A case study on using voice technology to assist the museum visitor

In 1952, Bell Laboratories developed what is considered the first speech recognition system: Audrey (Pinola, 2011). It could only understand numbers and it required the speaker to pause between words. Since then, other systems followed, each with a growing vocabulary set but each with different limitations on usage. It was only in the 2000s that speech recognition made a significant leap forward, first with the Google Voice Search application and Google Now, and then very closely followed by Apple\’s Siri. Mobile devices offered an ideal platform for practical uses of hands-free speech recognition tools. Both Google tools and Siri also relied heavily on the power of cloud-based computing, the ability to draw upon a massive amount of data pertaining to speech search queries, and an ever evolving and constantly learning analysis of one\’s own unique speech patterns, all of which helped these tools to produce the best possible response to a user’s query. While not mainstream yet, the improved accuracy, as well as the quirkiness of these tools helped increase overall awareness of voice activated technologies in solving basic user questions.
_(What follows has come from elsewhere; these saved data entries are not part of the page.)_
PR #6224, opened 2018-10-08
Ignore same values when using copyToRealm

cmelchior:
This PR changes the implementation of `copyToRealm` to use Object Stores `Object::create` method.
This allows us to ignore fields with the same value. Currently this generates a lot of extra set instructions when syncing Realms which has a negative performance impact on the server.

A side-effect of this is also that using this method fine-grained notifications will not report any changes for this field. However this is only true if using `copyToRealm` or `copyToRealmOrUpdate`

Implementation is done by adding a new `OsObjectBuilder` class that will build up a list of data on the C++ side before creating the whole thing. From the user API side, we have a new `ImportFlag` enum. 

Enums are being used instead of booleans or int flags since that mirros the API used by `RealmObjectSchema` for specifying field properties. It also has the upside of being more typesafe (plus I strongly suspect more flags in the future).

```
// New enum
enum ImportFlag {
  DO_NOT_SET_SAME_VALUES
}

// Usage
realm.copyToRealm(object, ImportFlag.DO_NOT_SET_SAME_VALUES)`
realm.copyToRealmOrUpdate(object, ImportFlag.DO_NOT_SET_SAME_VALUES)`
```

For the first iteration only `copyToRealm/copyToRealmOrUpdate` will use this method. We should consider adding the same flags to other methods like and `createOrUpdateFromJSon*`. `insertOrUpdate` is designed to be super performant, so it is unclear if we can support ImportFlags in this method without a lot of extra effort.

## Performance
Performance in the new implementation is pretty much on par with the current performance. When diffing is enabled performance decrease about 20% which is unavoidable as all properties needs to be compared with what is on disk.

5.8.0
image

5.7.0
image

Diffed vs. non-diffed performance in 5.8
image

## Relevant files to review
* `java_object_accessor.hpp` contains the majority of the C++ code
*  `io_realm_internal_objectstore_OsObjectBuilder.cpp` contains the JNI boundary
* `OsObjectBuilder` contains most of the Java code, but isn't really very interesting.
* See all the proxy classes for the change to the output from the annotation processor

## TODO
- [x] Cleanup Changelog
- [x] Cleanup Javadoc
- [x] Javadoc in `OsObjectBuilder`
- [x] Finish unit tests of `OsObjectBuilder`
- [x] Cleanup `OsObjectBuilder`
- [x] Modify annotation processor to use `OsObjectBuilder`
- [x] Update annotation processor unit tests.
- [x] Performance test
- [x] Add unit test for notifications triggering correctly
- [x] Any input to  name of flag? Other suggestions: `DO_NOT_WRITE_SAME_VALUES`, `IGNORE_SAME_VALUES`? Others.. The current choice is somewhat arbitrary
- [x] Send flags to C++
- [x] Hook up into Object Store (using a WIP branch)
- [x] Fix `JavaContext::print()` crashing on CI
- [x] Remove use of `util::Any` or figure another way to get performance back to normal.


realm/realm-library/src/main/cpp/java_object_accessor.hpp
```diff
@@ -0,0 +1,320 @@
...
+    // Get a string representation of the given value for use in error messages.
+    // This method should only be used when printing warnings about primary keys
+    // which means the input should only be valid types for primary keys:
+    // StringData, int64_t and Optional<int64_t>
+    std::string print(util::Any const& val) const {
+        if (!val.has_value()) {
+            return "null";
+        }
+
+        if (val.type() == typeid(StringData)) {
```
cmelchior: Isn't there a better way to just print the value than trying to anticipate what kind of types are being sent?
Also, `typeid` doesn't seem to work the same way on different architectures. I'm seeing deterministic crashes don CI that I cannot reproduce locally (which are about these checks all failing so the final logic error is thrown).

kneth: maybe you need to use `hash_code()` to get a guarantee?

realm/realm-library/src/main/cpp/java_object_accessor.hpp
```diff
@@ -0,0 +1,320 @@
...
+            auto str = any_cast<StringData>(val);
+            if (str.is_null()) {
+                return "null";
```
kneth: Consider `(null)` instead.

realm/realm-library/src/main/cpp/java_object_accessor.hpp
```diff
@@ -0,0 +1,320 @@
...
+    }
+    auto& value = any_cast<JStringAccessor&>(v);
+    StringData str = StringData(value);
+    return str;
+}
+
+template <>
+inline BinaryData JavaContext::unbox(util::Any& v, bool, bool) const
+{
+    if (!v.has_value())
```
kneth: Please use `{ ... }`

realm/realm-library/src/main/cpp/java_object_accessor.hpp
cmelchior: How would that work?

realm/realm-library/src/main/cpp/io_realm_internal_objectstore_OsObjectBuilder.cpp
```diff
@@ -0,0 +1,255 @@
...
+    (JNIEnv* env, jclass, jlong data_ptr, jstring j_key, jstring j_value)
+{
+    auto value = util::Any(JStringAccessor(env, j_value));
+    add_property(env, data_ptr, j_key, value);
+}
+
+JNIEXPORT void JNICALL Java_io_realm_internal_objectstore_OsObjectBuilder_nativeAddInteger
+        (JNIEnv* env, jclass, jlong data_ptr, jstring j_key, jlong j_value)
+{
+    auto value = util::Any(j_value);
```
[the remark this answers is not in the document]
cmelchior: Yes, but that is done here: https://github.com/realm/realm-java/pull/6224/files#diff-51482567bf1c8917ea34c6436bd2309aR224

The boundary between JNI and how the JavaContext works is a but unspecified. Currently, I try to wrap the JNI types with as little overhead as possible and then leave the heavy lifting to `JavaContext::unbox`. I should probably document that at the top of this file and somewhere in the `java_object_accessor` file

realm/realm-library/src/main/cpp/java_object_accessor.hpp
cmelchior: This method should return the string representation of whatever values is parsed in. I'm not sure I follow why `(null)` is better since I assume it involves some automatic conversion somewhere?

realm/realm-library/src/main/cpp/java_object_accessor.hpp
kneth: From https://en.cppreference.com/w/cpp/language/typeid:

"There is no guarantee that the same std::type_info instance will be referred to by all evaluations of the typeid expression on the same type, although std::type_info::hash_code of those type_info objects would be identical"

cmelchior: I'm not 100% sure, but https://stackoverflow.com/a/40357969/1389357 seems to indicate that it might not always be the case?

realm/realm-library/src/main/cpp/io_realm_internal_objectstore_OsObjectBuilder.cpp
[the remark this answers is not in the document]
cmelchior: Yes, but that is done here: https://github.com/realm/realm-java/pull/6224/files#diff-51482567bf1c8917ea34c6436bd2309aR224

The boundary between JNI and how the JavaContext works is a but unspecified. Currently, I try to wrap the JNI types with as little overhead as possible and then leave the heavy lifting to JavaContext::unbox. I should probably document that at the top of this file and somewhere in the java_object_accessor file

realm/realm-library/src/main/cpp/java_object_accessor.hpp
cmelchior: Good point. Right now we wrap all values in `''` which makes it hard to see what is strings and what is not.

CHANGELOG.md
```diff
@@ -1,3 +1,15 @@
+## 5.8.0-BETA1 (2018-10-11)
+
+### Enhancements
+* Added new `ImportFlag` class that is used to specify additional behaviour when importing
```
bmunkholm: This could be incorporated in the next section and described slightly more on what it does instead of "additional behaviour" :-) What can a user do with this now?

bmunkholm: Otherwise fine.

cmelchior:
Ready for review @nhachicha @kneth

realm/realm-library/src/main/cpp/java_object_accessor.hpp
```diff
@@ -0,0 +1,543 @@
...
+
+template <JavaValueType> struct JavaValueTypeRepr;
+template <> struct JavaValueTypeRepr<JavaValueType::Integer> { using Type = jlong; };
+template <> struct JavaValueTypeRepr<JavaValueType::String>  { using Type = std::string; };
+template <> struct JavaValueTypeRepr<JavaValueType::Boolean> { using Type = jboolean; };
+template <> struct JavaValueTypeRepr<JavaValueType::Float>   { using Type = jfloat; };
+template <> struct JavaValueTypeRepr<JavaValueType::Double>  { using Type = jdouble; };
+template <> struct JavaValueTypeRepr<JavaValueType::Date>    { using Type = Timestamp; };
+template <> struct JavaValueTypeRepr<JavaValueType::Binary>  { using Type = OwnedBinaryData; };
+template <> struct JavaValueTypeRepr<JavaValueType::Object>  { using Type = Row*; };
```
jedelbo: Why is this a Row* and not a RowExpr?

realm/realm-library/src/main/cpp/io_realm_internal_objectstore_OsObjectBuilder.cpp
```diff
@@ -0,0 +1,260 @@
...
+JNIEXPORT void JNICALL Java_io_realm_internal_objectstore_OsObjectBuilder_nativeDestroyBuilder(JNIEnv*, jclass, jlong data_ptr)
+{
+    TR_ENTER()
+    delete reinterpret_cast<OsObjectData*>(data_ptr);
+}
+
+JNIEXPORT jlong JNICALL Java_io_realm_internal_objectstore_OsObjectBuilder_nativeCreateBuilder(JNIEnv*, jclass, jlong size)
+{
+    TR_ENTER()
+    auto list = new std::vector<JavaValue>(size);
```
kneth: Can throw.

realm/realm-library/src/main/cpp/io_realm_internal_objectstore_OsObjectBuilder.cpp
```diff
@@ -0,0 +1,260 @@
...
+    return reinterpret_cast<jlong>(list);
+}
+
+static inline void add_property(JNIEnv* env, jlong data_ptr, jlong column_index, JavaValue const& value)
+{
+    try {
```
kneth: Consider move `try`/`CATCH_STD` to the actual JNI function.

realm/realm-library/src/main/cpp/io_realm_internal_objectstore_OsObjectBuilder.cpp
```diff
@@ -0,0 +1,260 @@
...
+        auto item = JavaValue(reinterpret_cast<Row*>(rows[i]));
+        list.push_back(item);
+    }
+    JavaValue value(list);
+    add_property(env, data_ptr, column_index, value);
+}
+
+static inline void add_list_element(JNIEnv* env, jlong list_ptr, JavaValue const& value)
+{
+    try {
```
kneth: Consider to move `try`/`CATCH_STD` to actual JNI functions.

realm/realm-library/src/main/java/io/realm/ImportFlag.java
```diff
@@ -0,0 +1,67 @@
...
+     * value as the value already present in the Realm.
+     * <p>
+     * For local Realms this only has an impact on change listeners which will not report changes to
+     * those fields that was not written.
+     * <p>
+     * For synchronized Realms this also impacts the server, which will see improved performance as
+     * there is less changes to upload and merge into the server Realm.
+     * <p>
+     * It also impact how the server merges changes from different devices. Realm uses a
+     * last-write-wins approach when merging individual fields in an object, so if a field is not
```
nhachicha: it could be nice to point to the blog post Simon wrote to explain the merge algorithm

realm/realm-library/src/main/java/io/realm/ImportFlag.java
```diff
@@ -0,0 +1,67 @@
...
+     *         Then Device 2 uploads its changes. Due to last-write-wins, the server version now
+     *         becomes (Field A = 3, Field B = 2).
+     *     </li>
+     * </ol>
+     * This is normally the desired behaviour as the final object is the merged result of the latest
+     * changes from both devices, however if all the fields in an object are considered an atomic
+     * unit, then this flag should not be set as it will ensure that all fields are set and thus have
+     * the same "age" when data are sent to the server.
+     */
+    DO_NOT_SET_SAME_VALUES,
```
nhachicha: I suggest to rename it to `CHECK_SAME_VALUES_BEFORE_SET` which explain clearly the cost incurred by using the option. Keeping the name `DO_NOT_SET_SAME_VALUES` hints that don't using the option is like setting `DO_SET_SAME_VALUES` which is absurd for the user perspective since it doesn't add any value

realm/realm-library/src/main/java/io/realm/Realm.java
```diff
@@ -1630,9 +1640,21 @@ public void delete(Class<? extends RealmModel> clazz) {
 
 
     @SuppressWarnings("unchecked")
-    private <E extends RealmModel> E copyOrUpdate(E object, boolean update, Map<RealmModel, RealmObjectProxy> cache) {
+    private <E extends RealmModel> E copyOrUpdate(E object, boolean update, Map<RealmModel, RealmObjectProxy> cache, Set<ImportFlag> flags) {
         checkIfValid();
-        return configuration.getSchemaMediator().copyOrUpdate(this, object, update, cache);
+        if (!isInTransaction()) {
```
nhachicha: are you sure this check is not done in the public/caller methods?

realm/realm-library/src/main/java/io/realm/Realm.java
```diff
@@ -1630,9 +1640,21 @@ public void delete(Class<? extends RealmModel> clazz) {
...
+            throw new IllegalStateException("`copyOrUpdate` can only be called inside a write transaction.");
+        }
+        try {
+            return configuration.getSchemaMediator().copyOrUpdate(this, object, update, cache, flags);
+        } catch (IllegalStateException e) {
+            // Convert OS exception to match old API
```
nhachicha: We need a TODO referencing an enhancement issue, we can't rely on matching strings for error code behaviour

realm/realm-library/src/main/java/io/realm/internal/NativeContext.java
```diff
@@ -30,14 +30,14 @@
     private static final ReferenceQueue<NativeObject> referenceQueue = new ReferenceQueue<NativeObject>();
     private static final Thread finalizingThread = new Thread(new FinalizerRunnable(referenceQueue));
     // Dummy context which will be used by native objects which's destructors are always thread safe.
-    static final NativeContext dummyContext = new NativeContext();
+    public static final NativeContext dummyContext = new NativeContext();
```
nhachicha: why public?

realm/realm-library/src/main/java/io/realm/internal/NativeContext.java
```diff
@@ -30,14 +30,14 @@
...
 
     static {
         finalizingThread.setName("RealmFinalizingDaemon");
         finalizingThread.start();
     }
 
-    void addReference(NativeObject referent) {
+    public void addReference(NativeObject referent) {
```
nhachicha: why public?

realm/realm-library/src/main/java/io/realm/internal/OsSharedRealm.java
```diff
@@ -141,7 +141,7 @@ public int hashCode() {
     private static final long nativeFinalizerPtr = nativeGetFinalizerPtr();
     private final long nativePtr;
     private final OsRealmConfig osRealmConfig;
-    final NativeContext context;
+    public final NativeContext context;
```
nhachicha: why public?

realm/realm-library/src/main/java/io/realm/internal/Table.java
```diff
@@ -354,7 +354,7 @@ public static void throwDuplicatePrimaryKeyException(Object value) {
     // Getters
     //
 
-    OsSharedRealm getSharedRealm() {
+    public OsSharedRealm getSharedRealm() {
```
nhachicha: public because of `OsObjectBuilder`?

realm/realm-library/src/main/java/io/realm/internal/objectstore/OsObjectBuilder.java
```diff
@@ -0,0 +1,415 @@
...
+ * The upside of making a JNI call for each property is that we do minimal allocations on the Java
+ * side. Also each method call is fairly lightweight as no checks are performed compared to using
+ * Proxy setters and {@link io.realm.internal.UncheckedRow}. The only downside is the current need for
+ * sending the key as well. Hopefully we can change that to schema indices at some point.
+ * <p>
+ * There is quite a few variants we can attempt to optimize this, but at this point we lack data
+ * that can guide any architectural design and the only way to really find out is to build out each
+ * solution and benchmark it.
+ */
+public class OsObjectBuilder {
```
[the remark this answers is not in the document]
cmelchior: I actually did that originally, but that put reclaiming resources to the mercy of the GC. This can potentially be problematic if you are copying in a lot of objects so I opted for the pattern where you manually reclaim the native resources. This is possible here since we always know precisely when we are done with the class.

CHANGELOG.md
```diff
@@ -17,14 +17,63 @@
...
+## 5.8.0-BETA2 (2018-10-19)
+
+### Enhancements
+* None
+
+### Fixed
+* `RealmResults` listeners not triggering the initial callback for Query-based Realm when the device is offline [#6235](https://github.com/realm/realm-java/issues/6235). 
+
+### Known Bugs
+* `Realm.copyToRealm()` and `Realm.copyToRealmOrUpdate` has been rewritten to support import flags. It is currently ~30% slower than in 5.7.0.
```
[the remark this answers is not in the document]
cmelchior: This is the changelog for one of the BETA's. At that point this was true even when not using the import flag. It was fixed in the final version though.

realm/realm-library/src/main/cpp/io_realm_internal_objectstore_OsObjectBuilder.cpp
```diff
@@ -0,0 +1,315 @@
...
+        (JNIEnv* env, jclass, jlong data_ptr, jlong column_index, jlong row_ptr)
+{
+    try {
+        const JavaValue value(reinterpret_cast<RowExpr*>(row_ptr));
+        add_property(data_ptr, column_index, value);
+    }
+    CATCH_STD()
+}
+
+static inline const ObjectSchema& get_schema(const Schema& schema, Table* table)
```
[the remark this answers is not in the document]
cmelchior: The `find` method currently works with ObjectStore names, which makes kinda sense.

realm/realm-library/src/main/java/io/realm/internal/NativeContext.java
cmelchior: Last year when discussing internal architecture we decided that to have a cleaner separation of concerns and make it easier for new people to come to the code base we should move relevant code from `internal` into `internal.objectstore` and `internal.core`. `OsObjectBuilder` lives in `internal.objectstore` now which means that some of the methods in `internal` are forced to become public.

realm/realm-library/src/main/java/io/realm/internal/Table.java
cmelchior: Yes.

Last year when discussing internal architecture we decided that to have a cleaner separation of concerns and make it easier for new people to come to the code base we should move relevant code from internal into `internal.objectstore` and `internal.core`. OsObjectBuilder lives in `internal.objectstore` which means that some of the methods in internal are forced to become public.

realm/realm-library/src/main/java/io/realm/internal/Util.java
```diff
@@ -147,4 +152,23 @@ public static boolean deleteRealm(String canonicalPath, File realmFolder, String
         }
         return realmDeleted;
     }
+
+    /**
+     * Converts a var arg argument list to a set ignoring any duplicates and null values.
+     */
+    public static <T> Set<T> toSet(T... items) {
```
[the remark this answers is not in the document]
cmelchior: https://github.com/realm/realm-java/pull/6224/files#diff-b77f99deee1ca52ca3dc3e47554e4e50R1040

We use varars as input parameters (similar to `RealmObjectSchema`), this is just used to convert to correct semantics for internal use

realm/realm-library/src/main/java/io/realm/Realm.java
cmelchior: Added a reference to https://github.com/realm/realm-java/issues/6262

cmelchior:
All comments addressed @nhachicha.

While it is true that ideally this should be added to all ways of importing data, it isn't clear it is worth the effort currently. It is, no matter what, outside the scope of this PR. I have created https://github.com/realm/realm-java/issues/6263 that tracks adding it to the rest of our API's

realm/realm-library/src/main/java/io/realm/ImportFlag.java
cmelchior: Good idea. Done

realm/realm-library/src/main/java/io/realm/Realm.java
cmelchior: Not sure exactly what you mean. This is the public method? And this isn't verified at the lower levels anymore as we are no longer using the setters of the `Row`.

cmelchior:
Ups. Some other comments where hiding. All should be fixed now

As voice activated smart devices become more mainstream with consumers, we at The Museum of Modern Art (MoMA) in New York City, have taken steps towards analyzing its potential uses on both a consumer and an enterprise level to assist our Museum community. In order to do this, we focused on the Amazon Echo. In this How-To session we will cover how we integrated the Amazon Echo with the MoMA Collections database and built it a new \”skill\” for answering queries related to modern and contemporary art at MoMA. The purpose of this session is to introduce voice activated technologies with a concrete and functioning prototype. We will walk through the technical implementation details of our prototype and discuss what MoMA considers the potential use cases at our Museum.